Some critics say the very idea of jury nullification is misguided because a person’s conviction should rest on the law and the facts. Prosecutors obviously don’t like jury nullification. But jury nullification has often been used as a way of sending a message about unjust laws. For example when Congress passed the Fugitive Slave Clause, which compelled citizens of all states to assist law enforcement “with the apprehension of suspected runaway slaves,” abolitionists used the jury system to protest. Juries refused to convict people accused of helping people who escaped enslavement. Similarly, Prohibition laws were unpopular, so juries often refused to convict a person of possessing alcohol.

I can imagine grand juries refusing to indict women who cross state lines for an abortion, or petit juries refusing to convict a woman who had a “questionable” miscarriage. Thus grand juries (and petit juries) can serve as grounds for citizen protests.

Jury nullification works because jurors are protected regardless of their verdicts, and because a jury’s assessment cannot be overturned on appeal. Only legal errors in the trial can be appealed.

This brings me to a question from a reader.

If Trump is found guilty in the Manhattan case, what are his options for appeals?

When I had my appellate practice, I spent weeks reading a record closely and researching issues before deciding what was appealable and what wasn’t. In other words, this cannot be answered off the top of someone’s head. In general, though, the kinds of errors that are appealable are erroneous jury instructions that lead to a conviction and the admission of evidence that shouldn’t have been admitted, for example, evidence that is highly prejudicial to the defendant but is irrelevant to the charges.

One person who wrote to me said this:

 I don’t believe the overwhelming consensus that the Manhattan case against Trump is a sure conviction.

Yikes. I knew some pundits were insisting this case is a slam dunk conviction, but overwhelming consensus? I decided to have a look. I opened a few social media apps and found lawyers gleefully evaluating the performance of the trial lawyers in Trump’s Manhattan criminal trial, which, incidentally, is precisely what Peter Arenella argues is a useless exercise. Others evaluated the strength of the evidence. Some evaluated whether Michael Cohen had been rehabilitated after the defense caught him saying something untrue. Left-leaning pundits and outlets told their audiences that Cohen had been rehabilitated. Right-leaning pundits told their audiences that he hadn’t.

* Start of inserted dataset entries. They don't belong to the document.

PR #369, opened 2018-06-01
Add static max group size for action profile to P4Info

### LINKED ISSUE #366: Add static action profile maximum group size to P4Info

antoninbas:
This information must be known at compile-time. The dynamic group max
size provided at hroup creation time is now optional and must never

Even The Washington Post got into the act, telling readers that the prosecutors “probably” got what they needed from Michael Cohen.

I’ve written about the perils of legal punditry here and here, so I’ll conclude with a comment from Jonathan Rivers, a lawyer with much experience in criminal courts who responded to last week’s blog post with this:

Pundits are useless when it comes to jury trials. One needs to sit through every minute of testimony and comprehend every piece of evidence. I have tried over 50 cases to jury and I could never predict what a jury was going to do. Jury consultants are useless as well.

I will add that even experienced litigators who sit through every minute of testimony and study each piece of evidence still won’t know how the case will come out because they don’t know what will happen in the deliberation room.